I wish I could say both but I'm more of a cat person.  I've had my cat, George, since I was a little kid and he's just always been there for me.  When I'm sad, he'll climb up on my lap and just let me hug him for as long as I need to.  When I'm sick, he comes and checks on me.  What's funny too is that he's very talkative. Sometimes, you swear you're holding a conversation with him because you'll be saying stuff to him and he'll meow back instantly.  I know this sounds weird but, I'm not making it up.  I swear, he had to be a person in a past life or something.


----------



## failedexperiment (Jun 14, 2015)

i love both! i really can't choose. each has their own charm. it's like picking between mac n cheese or chocolate cake. they're different but i want both haha


----------



## Xintetsu (Jun 14, 2015)

Cat person irl and in-game.


----------



## seoanalyst (Jun 25, 2015)

I love both cat and dog.


----------



## Arcticfox5 (Jun 25, 2015)

I guess I'm more of a dog person, but I do love cats too!


----------



## Quagsire. (Jun 25, 2015)

DAWGS!
I loved dogs since I started to speak, all I'd want to play would be something to do with a dog.


----------



## Sienna (Jun 25, 2015)

Dog person all the way! I like cats too but Ive never had one. My first word was dog and my parents both were attacked by cats.


----------



## Melyora (Jun 25, 2015)

I'm more a dog person, though I really like cats too, but a dog fits better with me. My boyfriend on the other hand is a total cat-person XD We've recently started living together and I really want a pet to liven up the house, but we're still considering what and how we want to arrange everything.


----------



## Aichan (Jun 25, 2015)

I like both in real life but in animal crossing, cats.


----------



## jobby47 (Jun 25, 2015)

I am a dog person, I like dogs in real life, and in game.


----------



## Opal (Jun 26, 2015)

Acnl: cates are cuter.

Real life: I think I'm more of a cat person, there was a stage in my life when I really wanted a dog, but now I want a cat. I'd still really like a husky tho <3


----------



## kaitastrophe (Jun 27, 2015)

Definetely a dog person! I've had two dogs when I was little, a chihuahua and a labrador mix. However, that was in the olden golden days... I didn't even KNOW I HAD dogs till I saw my baby tapes! But nonetheless, I'm definenely a dog person, although I love ALL animals no matter what <3


----------



## pandapples (Jun 28, 2015)

Cats IRL and in game =)


----------



## Azza (Jun 28, 2015)

I like both dogs and cats. I'd prefer not to pick out of those irl. In game I really hate the cats, and the dogs are okay I guess. I don't have any dogs nor cats as my dreamies.


----------



## riummi (Jun 28, 2015)

Im a dog person but i also really want a cat too!


----------



## Bellsprout (Jun 28, 2015)

I'm just an animal person in general, but I find that I do lean towards cats a little more than dogs. Part of that could just be that I've owned more cats than dogs over the course of my life though (mainly due to my parents' preferences).


----------



## Astro Cake (Jun 28, 2015)

In real life, I think I prefer dogs over cats ever so slightly. In-game I prefer the cat villagers.


----------



## Chipped-Teacup (Jun 28, 2015)

I have three cats in my town in-game, and I guess cats like me more than dogs in real life!


----------



## Sanaki (Jun 28, 2015)

complete dog person, though I'm a sucker for kittens.


----------



## Squidward (Jun 28, 2015)

I love both but if I have to pick it's dogs.


----------



## Bjork (Jun 28, 2015)

Cats in AC >>>


----------



## inkling (Jun 28, 2015)

In real life if I had to choose I would say I prefer dogs over cats. Cats are cute and I like them, I just love dogs so much in general.
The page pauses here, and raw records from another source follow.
PR #5406, opened 2025-01-17
fix jpg segmentations

sashankaryal:

fix jpg segmentations

(Details)

        notes for FiftyOne users.

-   [ ] Other


app/packages/looker/src/worker/canvas-decoder.ts
```diff
@@ -121,6 +128,31 @@ export const decodeWithCanvas = async (blob: Blob, cls: string) => {
...
+        height,
+        channels
+      );
+      channels = 1;
+    }
+
+    // note: for JPG segmentations with RGB mask targets, we don't need to recast
+    // although depending on the JPG compression, we might have some artifacts.
+    // even the slightest change in color can cause the mask to be rendered as
+    // background color (transparent) instead of the actual mask color
```
benjaminpkane, line 153: I wouldn't be opposed to considering this a hard error if it is easy to present/document

app/packages/looker/src/worker/canvas-decoder.ts
```diff
@@ -67,7 +69,12 @@ export const recastBufferToMonoChannel = (
   return uint8Array.slice(0, totalPixels).buffer;
 };
 
-export const decodeWithCanvas = async (blob: Blob, cls: string) => {
+export const decodeWithCanvas = async (
+  blob: Blob,
+  cls: string,
+  field: string,
+  coloring: Coloring
+) => {
```
benjaminpkane, line 77: This could help `decodeWithCanvas` responsibilities to a minimum
```suggestion
export const decodeWithCanvas = async (
  blob: Blob,
  cls: string,
  isRgb: boolean
) => {
```

benjaminpkane (approved):
LGTM 🥇

app/packages/looker/src/worker/canvas-decoder.ts
sashankaryal: I update some of this in https://github.com/voxel51/fiftyone/pull/5413

app/packages/looker/src/worker/canvas-decoder.ts
sashankaryal: Yeah... the thing is you can have JPGs with zero compression and that might not be a problem, so probably not the best idea to consider it a hard error.

PR #5407, opened 2025-01-17
Optimize dataset first/head and last/tail 

kaixi-wang:

Optimizes `first()`, `last()`, `head()`, and `tail()` calls for datasets.

- Tested locally and on a 11,460,588 sample dataset that first, last, head, and tail return instantaneously


fiftyone/core/collections.py
```diff
@@ -949,7 +961,7 @@ def head(self, num_samples=3):
         Returns:
             a list of :class:`fiftyone.core.sample.Sample` objects
         """
-        return [s for s in self[:num_samples]]
+        return [s for s in self._get_first(limit=num_samples)]
```
brimoor, line 964: I'm curious: do these changes optimize `first()` and `head()`? Or are you just standardizing on `_get_first()` usage?

For `first()`, we're replacing iterating one sample on `pipeline=[]` with `pipeline=[{$sort: {_id: 1}}, {$limit: 1}]`.

For `head()` we're going from `pipeline=[{$limit: n}]` to `pipeline=[{$sort: {_id: 1}}, {$limit: n}]`.

My intuition is that both should perform the same. Definitely would be weird if `{$sort: {_id: 1}}` made things faster. And I'd hope that `{$sort: {_id: 1}}` wouldn't make things any slower since `_id` is indexed.

fiftyone/core/collections.py
```diff
@@ -916,17 +916,28 @@ def _get_per_sample_frames_bytes(self):
         results = self._aggregate(pipeline=pipeline, attach_frames=True)
         return {str(r["_id"]): r["size_bytes"] for r in results}
 
+    def _get_first(self, limit=None, field=None, reverse=False):
+        pipeline = [{"$limit": limit if limit else 1}]
+        direction = -1 if reverse else 1
+        if field is None:
+            # Sort by _id if no field is specified to ensure first is deterministic
+            field = "_id"
+        pipeline.insert(0, {"$sort": {field: direction}})
```
brimoor, line 925: nit: can you just write it like this for simplicity? 

```py
pipeline = [
    {"$sort": {field: direction}},
    {"$limit": limit if limit else 1},
]
```

fiftyone/core/collections.py
```diff
@@ -916,17 +916,28 @@ def _get_per_sample_frames_bytes(self):
...
 
         Returns:
             a :class:`fiftyone.core.sample.Sample` or
             :class:`fiftyone.core.sample.SampleView`
         """
-        try:
-            return next(iter(self))
-        except StopIteration:
-            raise ValueError("%s is empty" % self.__class__.__name__)
+        return next(self._get_first())
```
brimoor, line 940: This is returning dicts, not `Sample` or `SampleView` objects as promised. Which means that `DatasetView.first()`  is currently broken.

The existing pattern for situations like this where `Dataset.fcn` and `DatasetView.fcn` need different implementations is to raise `NotImplementedError` in `SampleCollection.fcn` and then implement the logic in the other two places.

brimoor (changes requested):

fiftyone/core/collections.py
```diff
@@ -916,26 +916,45 @@ def _get_per_sample_frames_bytes(self):
         results = self._aggregate(pipeline=pipeline, attach_frames=True)
         return {str(r["_id"]): r["size_bytes"] for r in results}
 
+    def _get_first(self, limit=1, field="_id", reverse=False):
+        direction = -1 if reverse else 1
+        pipeline = [{"$sort": {field: direction}}, {"$limit": limit}]
+
+        return self._aggregate(
+            pipeline=pipeline, detach_frames=True, detach_groups=True
```
brimoor, line 924: `iter_samples()` includes `detach_frames=True, detach_groups=True` so we should use it here too

fiftyone/core/collections.py
```diff
@@ -947,9 +966,11 @@ def head(self, num_samples=3):
             num_samples (3): the number of samples
 
         Returns:
-            a list of :class:`fiftyone.core.sample.Sample` objects
+            a list of :class:`fiftyone.core.sample.Sample` or
+            :class:`fiftyone.core.sample.SampleView` objects
         """
-        return [s for s in self[:num_samples]]
+        cursor = self._get_first(limit=num_samples)
+        return [self._make_sample(d) for d in cursor]
```
brimoor, line 973: we want to return an empty list here, not raise an exception, for backwards compatibility

fiftyone/core/collections.py
```diff
@@ -961,9 +982,13 @@ def tail(self, num_samples=3):
...
 
         Returns:
-            a list of :class:`fiftyone.core.sample.Sample` objects
+            a list of :class:`fiftyone.core.sample.Sample` or
+            :class:`fiftyone.core.sample.SampleView` objects
         """
-        return [s for s in self[-num_samples:]]
+        cursor = self._get_first(reverse=True, limit=num_samples)
+        samples = [self._make_sample(d) for d in cursor]
+        samples.reverse()
```
brimoor, line 990: `reverse()` here so that sample order is maintained, for backwards compatibility

fiftyone/core/collections.py
```diff
@@ -1008,27 +1033,28 @@ def one(self, expr, exact=False):
...
 
         Returns:
-            a :class:`fiftyone.core.sample.SampleView`
+            a class:`fiftyone.core.sample.Sample` or
+            :class:`fiftyone.core.sample.SampleView`
         """
-        view = self.match(expr)
-        matches = iter(view)
+        limit = 2 if exact else 1
+        view = self.match(expr).limit(limit)
```
brimoor, line 1040: added `$limit` here as I believe your benchmarking of `dataset.first()` showed that explicitly including a limit is better than only calling `next()` once on a cursor with no limit

fiftyone/core/collections.py
```diff
@@ -916,26 +916,45 @@ def _get_per_sample_frames_bytes(self):
         results = self._aggregate(pipeline=pipeline, attach_frames=True)
         return {str(r["_id"]): r["size_bytes"] for r in results}
 
+    def _get_first(self, limit=1, field="_id", reverse=False):
+        direction = -1 if reverse else 1
+        pipeline = [{"$sort": {field: direction}}, {"$limit": limit}]
```
brimoor, line 921: It should be noted that the implementation of `view.last()` is now significantly different than it used to be.

Previously it would run two pipelines: `view_pipeline + [{"$count": n}]` to get the count followed by `view_pipeline + [{"$skip": n - 1}]` to get the last sample.

Now it runs a single pipeline: `view_pipeline + [{"$sort": {"_id": -1}}, {"$limit": 1}]` that directly grabs the last sample.

`$count` and `$skip` require collection scans, which was definitely not ideal and is the key thing that this PR is addressing in the first place. However, at least they probably(?) don't require too much DB memory.

I'm uncertain how performant `[{$sort: _id}, {$limit: 1}]` is when appended to a potentially complex pipeline. I worry that the sorting might require more memory?

brimoor (commented):
@kaixi-wang can you benchmark this updated version on your test datasets?

Per [this comment](https://github.com/voxel51/fiftyone/pull/5407/files#r1921238537), I'm particularly interested in the performance of `complex_view.last()` before/after this PR.

fiftyone/core/collections.py
```diff
@@ -1008,27 +1033,28 @@ def one(self, expr, exact=False):
...
 
         try:
-            sample = next(matches)
+            d = next(matches)
         except StopIteration:
             raise ValueError("No samples match the given expression")
 
         if exact:
             try:
                 next(matches)
```
minhtuev, line 1050: Nice! Is there a way to check if the iterator still has more elements instead of calling next()?

fiftyone/core/collections.py
```diff
@@ -916,26 +916,45 @@ def _get_per_sample_frames_bytes(self):
...
         """
+        cursor = self._get_first()
+
         try:
-            return next(iter(self))
+            d = next(cursor)
         except StopIteration:
             raise ValueError("%s is empty" % self.__class__.__name__)
 
+        return self._make_sample(d)
```
minhtuev, line 941: Do users use these operations like `first` and `last` often enough that we can implement some caching here too?

kaixi-wang: I don't know about other users, but personally I don't think we'd want to cache the results. I usually call first and last after some mutation as a sanity check

fiftyone/core/collections.py
kaixi-wang: Good catch 👍

fiftyone/core/view.py
```diff
@@ -439,6 +439,119 @@ def _make_view_stages_str(self):
             ]
         )
 
+    def first(self):
```
brimoor, line 442: Unfortunately we can't use `_get_first()` for views because they may contain sorting operations of their own.

For views, I can't think of anything we can easily do that's better than retaining the existing implementation.

brimoor (approved):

In acnl, I think the cat villagers are cuter in general, but it depends on the individual character for me I think. Overall, of the cats are super cute, but I'm not in love with all of them.  I love Kiki, Punchy and Lolly. For the dogs I like Lucky, Cookie, Cherry, and they are some other ones I'd like to have sometime like Biskit, Portia (dreamie) and Walker. So in conclusion, *I cannot decide.*


----------



## Espurr (Jun 28, 2015)

You could probably tell by my username and my town name.


----------



## Lightmare (Jun 29, 2015)

i honestly like both in terms of real life, but in animal crossing it would have to be cats.


----------



## erikaeliseh (Jun 29, 2015)

dog person X 10000000000


----------



## Heyden (Jun 29, 2015)

Cats, I love my kitty Crystal <3 she loves to sleep on my keyboard and cat fur gets under the keys


----------



## Miri (Jun 29, 2015)

I'm a dog person irl, but I feel like the cats are much cuter on acnl, so I like them more.~


----------



## lithiumlatte (Jun 29, 2015)

I'm scared of dogs irl, definitely a cat person for both~


----------



## Mayor Fern (Jun 29, 2015)

I like both in real life, but in game I prefer the cat villagers.


----------



## CreakySilver (Jun 29, 2015)

Mayor Fern said:


> I like both in real life, but in game I prefer the cat villagers.



Yea, pretty much same thing for me.


----------



## russiancars (Jun 29, 2015)

I'm also afraid of dogs, they're too unpredictable and generally loud for my tastes; I prefer cats, both in real life and in-game.


----------



## 19cookies (Jul 2, 2015)

100% a cat person. All my villagers are cats


----------



## Elise (Jul 2, 2015)

Cats in game, both for pets.

I've always had really lovely dogs and two cats that I didn't really connect with. One was really shy because it was abused as a kitten and wouldn't let anyone touch her except my dad (plus I was really young when she died) and the other was quite nasty and disliked all people. I did love my second cat but my parents really hated her because of how mean she was and they eventually made her live outside. We'd give her food but one day she just stopped taking it because our neighbours started feeding her and she much preferred their yard because there were no dogs so she essentially became their cat. 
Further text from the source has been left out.